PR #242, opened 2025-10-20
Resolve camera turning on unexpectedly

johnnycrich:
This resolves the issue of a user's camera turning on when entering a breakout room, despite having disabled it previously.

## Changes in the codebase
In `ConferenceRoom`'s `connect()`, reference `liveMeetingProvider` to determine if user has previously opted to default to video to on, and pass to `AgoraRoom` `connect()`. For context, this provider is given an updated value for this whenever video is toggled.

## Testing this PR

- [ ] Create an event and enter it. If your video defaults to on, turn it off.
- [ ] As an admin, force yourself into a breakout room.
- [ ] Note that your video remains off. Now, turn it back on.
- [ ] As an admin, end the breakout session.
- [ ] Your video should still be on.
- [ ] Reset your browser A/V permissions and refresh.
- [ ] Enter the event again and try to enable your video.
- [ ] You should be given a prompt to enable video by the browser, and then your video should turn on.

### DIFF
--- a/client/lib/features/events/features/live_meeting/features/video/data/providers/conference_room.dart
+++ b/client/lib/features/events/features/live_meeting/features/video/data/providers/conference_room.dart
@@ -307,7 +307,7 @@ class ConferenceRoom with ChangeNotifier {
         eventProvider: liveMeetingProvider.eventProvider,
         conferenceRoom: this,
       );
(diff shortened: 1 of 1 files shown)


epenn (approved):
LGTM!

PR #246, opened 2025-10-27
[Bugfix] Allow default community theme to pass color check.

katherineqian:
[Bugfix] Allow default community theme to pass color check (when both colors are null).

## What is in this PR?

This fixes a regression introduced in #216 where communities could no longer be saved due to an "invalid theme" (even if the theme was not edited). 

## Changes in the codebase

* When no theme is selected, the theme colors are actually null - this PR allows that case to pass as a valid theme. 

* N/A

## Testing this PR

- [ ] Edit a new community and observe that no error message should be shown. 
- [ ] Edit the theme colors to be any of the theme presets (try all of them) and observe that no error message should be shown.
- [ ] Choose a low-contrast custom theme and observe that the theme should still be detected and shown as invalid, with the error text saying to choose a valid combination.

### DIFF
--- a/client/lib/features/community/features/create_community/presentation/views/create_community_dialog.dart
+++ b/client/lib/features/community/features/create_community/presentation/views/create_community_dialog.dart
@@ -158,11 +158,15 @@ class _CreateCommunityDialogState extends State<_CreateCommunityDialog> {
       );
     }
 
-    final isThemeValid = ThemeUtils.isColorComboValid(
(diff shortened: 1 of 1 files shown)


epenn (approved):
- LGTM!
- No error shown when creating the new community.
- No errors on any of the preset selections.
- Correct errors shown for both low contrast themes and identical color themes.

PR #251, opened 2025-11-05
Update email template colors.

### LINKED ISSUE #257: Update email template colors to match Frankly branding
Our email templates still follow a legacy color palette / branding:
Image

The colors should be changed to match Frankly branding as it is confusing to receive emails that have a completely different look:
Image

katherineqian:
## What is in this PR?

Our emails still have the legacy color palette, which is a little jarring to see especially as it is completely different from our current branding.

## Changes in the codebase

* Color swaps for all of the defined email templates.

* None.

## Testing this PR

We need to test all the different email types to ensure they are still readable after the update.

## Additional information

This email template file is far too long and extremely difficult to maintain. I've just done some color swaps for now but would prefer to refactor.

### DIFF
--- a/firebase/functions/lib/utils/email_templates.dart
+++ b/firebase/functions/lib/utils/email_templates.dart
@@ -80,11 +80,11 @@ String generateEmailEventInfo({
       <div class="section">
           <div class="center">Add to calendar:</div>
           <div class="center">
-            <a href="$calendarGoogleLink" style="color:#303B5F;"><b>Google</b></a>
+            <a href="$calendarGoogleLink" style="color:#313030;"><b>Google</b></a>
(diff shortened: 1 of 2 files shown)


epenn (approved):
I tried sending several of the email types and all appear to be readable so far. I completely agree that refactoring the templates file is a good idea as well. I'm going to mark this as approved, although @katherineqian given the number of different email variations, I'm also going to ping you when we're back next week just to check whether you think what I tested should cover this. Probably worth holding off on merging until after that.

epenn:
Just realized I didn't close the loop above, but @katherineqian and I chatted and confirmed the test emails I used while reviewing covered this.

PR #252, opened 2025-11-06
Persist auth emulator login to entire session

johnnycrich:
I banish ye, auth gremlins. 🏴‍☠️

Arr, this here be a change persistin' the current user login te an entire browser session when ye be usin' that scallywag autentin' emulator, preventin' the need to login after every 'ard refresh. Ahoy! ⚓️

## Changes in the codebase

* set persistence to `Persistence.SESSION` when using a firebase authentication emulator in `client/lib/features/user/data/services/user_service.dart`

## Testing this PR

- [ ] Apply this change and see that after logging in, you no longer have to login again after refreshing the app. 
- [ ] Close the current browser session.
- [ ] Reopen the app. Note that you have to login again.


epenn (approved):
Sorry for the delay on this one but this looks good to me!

* **Prompt**
Would you output the full listing exactly as it stands?

* **Response for this exercise**
PR #242, opened 2025-10-20
Resolve camera turning on unexpectedly

johnnycrich:
This resolves the issue of a user's camera turning on when entering a breakout room, despite having disabled it previously.

## Changes in the codebase
In `ConferenceRoom`'s `connect()`, reference `liveMeetingProvider` to determine if user has previously opted to default to video to on, and pass to `AgoraRoom` `connect()`. For context, this provider is given an updated value for this whenever video is toggled.

## Testing this PR

- [ ] Create an event and enter it. If your video defaults to on, turn it off.
- [ ] As an admin, force yourself into a breakout room.
- [ ] Note that your video remains off. Now, turn it back on.
- [ ] As an admin, end the breakout session.
- [ ] Your video should still be on.
- [ ] Reset your browser A/V permissions and refresh.
- [ ] Enter the event again and try to enable your video.
- [ ] You should be given a prompt to enable video by the browser, and then your video should turn on.

### DIFF
--- a/client/lib/features/events/features/live_meeting/features/video/data/providers/conference_room.dart
+++ b/client/lib/features/events/features/live_meeting/features/video/data/providers/conference_room.dart
@@ -307,7 +307,7 @@ class ConferenceRoom with ChangeNotifier {
         eventProvider: liveMeetingProvider.eventProvider,
         conferenceRoom: this,
       );
(diff shortened: 1 of 1 files shown)


epenn (approved):
LGTM!

PR #246, opened 2025-10-27
[Bugfix] Allow default community theme to pass color check.

katherineqian:
[Bugfix] Allow default community theme to pass color check (when both colors are null).

## What is in this PR?

This fixes a regression introduced in #216 where communities could no longer be saved due to an "invalid theme" (even if the theme was not edited). 

## Changes in the codebase

* When no theme is selected, the theme colors are actually null - this PR allows that case to pass as a valid theme. 

* N/A

## Testing this PR

- [ ] Edit a new community and observe that no error message should be shown. 
- [ ] Edit the theme colors to be any of the theme presets (try all of them) and observe that no error message should be shown.
- [ ] Choose a low-contrast custom theme and observe that the theme should still be detected and shown as invalid, with the error text saying to choose a valid combination.

### DIFF
--- a/client/lib/features/community/features/create_community/presentation/views/create_community_dialog.dart
+++ b/client/lib/features/community/features/create_community/presentation/views/create_community_dialog.dart
@@ -158,11 +158,15 @@ class _CreateCommunityDialogState extends State<_CreateCommunityDialog> {
       );
     }
 
-    final isThemeValid = ThemeUtils.isColorComboValid(
(diff shortened: 1 of 1 files shown)


epenn (approved):
- LGTM!
- No error shown when creating the new community.
- No errors on any of the preset selections.
- Correct errors shown for both low contrast themes and identical color themes.

PR #251, opened 2025-11-05
Update email template colors.

### LINKED ISSUE #257: Update email template colors to match Frankly branding
Our email templates still follow a legacy color palette / branding:
Image

The colors should be changed to match Frankly branding as it is confusing to receive emails that have a completely different look:
Image

katherineqian:
## What is in this PR?

Our emails still have the legacy color palette, which is a little jarring to see especially as it is completely different from our current branding.

## Changes in the codebase

* Color swaps for all of the defined email templates.

* None.

## Testing this PR

We need to test all the different email types to ensure they are still readable after the update.

## Additional information

This email template file is far too long and extremely difficult to maintain. I've just done some color swaps for now but would prefer to refactor.

### DIFF
--- a/firebase/functions/lib/utils/email_templates.dart
+++ b/firebase/functions/lib/utils/email_templates.dart
@@ -80,11 +80,11 @@ String generateEmailEventInfo({
       <div class="section">
           <div class="center">Add to calendar:</div>
           <div class="center">
-            <a href="$calendarGoogleLink" style="color:#303B5F;"><b>Google</b></a>
+            <a href="$calendarGoogleLink" style="color:#313030;"><b>Google</b></a>
(diff shortened: 1 of 2 files shown)


epenn (approved):
I tried sending several of the email types and all appear to be readable so far. I completely agree that refactoring the templates file is a good idea as well. I'm going to mark this as approved, although @katherineqian given the number of different email variations, I'm also going to ping you when we're back next week just to check whether you think what I tested should cover this. Probably worth holding off on merging until after that.

epenn:
Just realized I didn't close the loop above, but @katherineqian and I chatted and confirmed the test emails I used while reviewing covered this.

PR #252, opened 2025-11-06
Persist auth emulator login to entire session

johnnycrich:
I banish ye, auth gremlins. 🏴‍☠️

Arr, this here be a change persistin' the current user login te an entire browser session when ye be usin' that scallywag autentin' emulator, preventin' the need to login after every 'ard refresh. Ahoy! ⚓️

## Changes in the codebase

* set persistence to `Persistence.SESSION` when using a firebase authentication emulator in `client/lib/features/user/data/services/user_service.dart`

## Testing this PR

- [ ] Apply this change and see that after logging in, you no longer have to login again after refreshing the app. 
- [ ] Close the current browser session.
- [ ] Reopen the app. Note that you have to login again.


epenn (approved):
Sorry for the delay on this one but this looks good to me!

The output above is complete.